Indeed, nations in the distant north of the world such as the United Kingdom, Russia and Canada should progress their nuclear programs with a view to phasing out fossil fuels as rapidly as possible. Happily, Australia is in a far more advantageous position.

With so much sparsely populated land, Australia can have all the nuclear power as it might want by simply harvesting the output of the great bit thermonuclear reactor up there in the sky at the nice safe distance of 93 million miles.

All we need to do is put out some solar panels, some wind turbines and the power transmission lines to distribute the power around the country.

This is far less expensive than the Member for Dickson's proposition that we might countenance nuclear power.
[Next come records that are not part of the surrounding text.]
PR #3681, opened 2025-02-13
feat(BA-499): implement api for downloading multiple files

### LINKED ISSUE #3445: Implement an API to stream a ZIP file based on a JWT from storage-proxy
## Motivation  

- Currently, even though there are many files, only one file can be downloaded at a time. For convenience, it seems necessary to implement a feature that allows multiple files to be downloaded at once.

## Required Features

- When multiple files are selected, I plan to send a single `ZIP` file containing those files to the client (there’s an existing function that streams ZIP files, so I intend to reuse that).
- To compress multiple files, we need a common parent directory for the files, so I intend to change the folder structure as follows:
  - Target
    folder/file.png
  - Current
    folder.zip ~~extract~~> file.png
  - Updated
    folder.zip ~~extract~~> folder/file.png

## Impact  

- Using the token received from `storage`, I intend to update the existing `download_directory_as_archive` function so that it can handle not only directories but also multiple files when creating a ZIP file.

## Testing Scenarios  

- Test if a single file/folder is returned correctly files as individual files and folders as ZIP files.
- Test if multiple files (files + folders) are returned in a ZIP file named after the common parent folder.

JIRA Issue: BA-499

nowgnuesLee:
resolves #3445 [(BA-499)](https://lablup.atlassian.net/browse/BA-499)

**changes**
* add `download_multi` function to `storage/api/client.py` to stream an archive file on the fly.

### DIFF
--- a/src/ai/backend/storage/api/client.py
+++ b/src/ai/backend/storage/api/client.py
@@ -301,60 +301,58 @@ async def download_multi(request: web.Request) -> web.StreamResponse:
                 vfpath = Path(token_data["unmanaged_path"])
             else:
                 vfpath = volume.mangle_vfpath(token_data["vfid"])
-                parent_dir = vfpath
-                if (dst_dir := params["dst_dir"]) is not None:
-                    parent_dir = vfpath / dst_dir
-                zf = zipstream.ZipFile(compression=zipstream.ZIP_DEFLATED)
-                for path in token_data["relpathList"]:
-                    try:
-                        file_path = parent_dir / path
-                        file_path.resolve().relative_to(vfpath)
-                        if not file_path.exists():
-                            raise FileNotFoundError
-                    except (ValueError, FileNotFoundError):
-                        raise web.HTTPNotFound(
-                            body=json.dumps(
-                                {
-                                    "title": "File not found",
-                                    "type": "https://api.backend.ai/probs/storage/file-not-found",
-                                },
-                            ),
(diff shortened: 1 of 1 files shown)


src/ai/backend/storage/api/client.py
```diff
@@ -213,6 +243,120 @@ class Params(TypedDict):
...
+    ) as params:
+        async with ctx.get_volume(params["token"]["volume"]) as volume:
+            token_data = params["token"]
+            if token_data["unmanaged_path"] is not None:
+                vfpath = Path(token_data["unmanaged_path"])
+            else:
+                vfpath = volume.mangle_vfpath(token_data["vfid"])
+            parent_dir = vfpath
+            if (dst_dir := params["dst_dir"]) is not None:
+                parent_dir = vfpath / dst_dir
```
HyeockJinKim, line 306: Define `target_vfolder_path` method.

src/ai/backend/storage/api/client.py
```diff
@@ -213,6 +243,120 @@ class Params(TypedDict):
...
+            zf = zipstream.ZipFile(compression=zipstream.ZIP_DEFLATED)
```
HyeockJinKim, line 307: Don't use abbreviations

HyeockJinKim: Add compression level to config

Rather than accept the proposition that the most expensive possible power generation technology (nuclear) is appropriate for Australia, I suggest you find out more about renewables and transforming Australia's power system? There's a website called "Renew Economy" where articles on this topic are collated, and you can arrange daily or weekly email newsletters from them.

Thank you.

David Arthur | 06 June 2024  

Juiliette I left home age 22 and we never had a Telly. Maybe 3 weeks once during the school holidays. At age 20 we got our first electric talking telephone. Which was hogged by my 4 sisters.
All this business about boiling the planet with coal as a resource is nonsense. The DFC (direct fuel cell) was developed 10 years ago at UQ and converts any grade of coal to energy without the need for combustion and the CO2 emission is 2% (which can be sequestered underground in salt caverns). Hence effectively zero emissions.
The problem has been no governments wanted to embrace the new technology or go to the cost of rebuilding the coal fired generators.
That aside, Japan has 33 operable nuclear reactors. Official figures show that there have been 2313 disaster-related deaths among evacuees from Fukushima prefecture. Disaster-related deaths are in addition to the about 19,500 that were killed by the earthquake or tsunami. But all 4 cores were written off.
That is the trade off.
Australia has enough coal in the Surat Basin alone to power the world for 2000 years. We also have invested heavily in renewable energy and batteries.
Acciona are in a JV with the Qld Govt to build a huge windfarm at Warwick. "In November 2022, ACCIONA announced the new 1,000-MW Herries Range Wind Farm will be built within the MacIntyre Wind Precinct, west of Warwick, bringing the precinct value to $4 billion, and the total amount of renewable energy to two gigawatts."
We should also be building tidal powerplants especially in the Kimberley. I think we should embrace Nuclear and the DFC.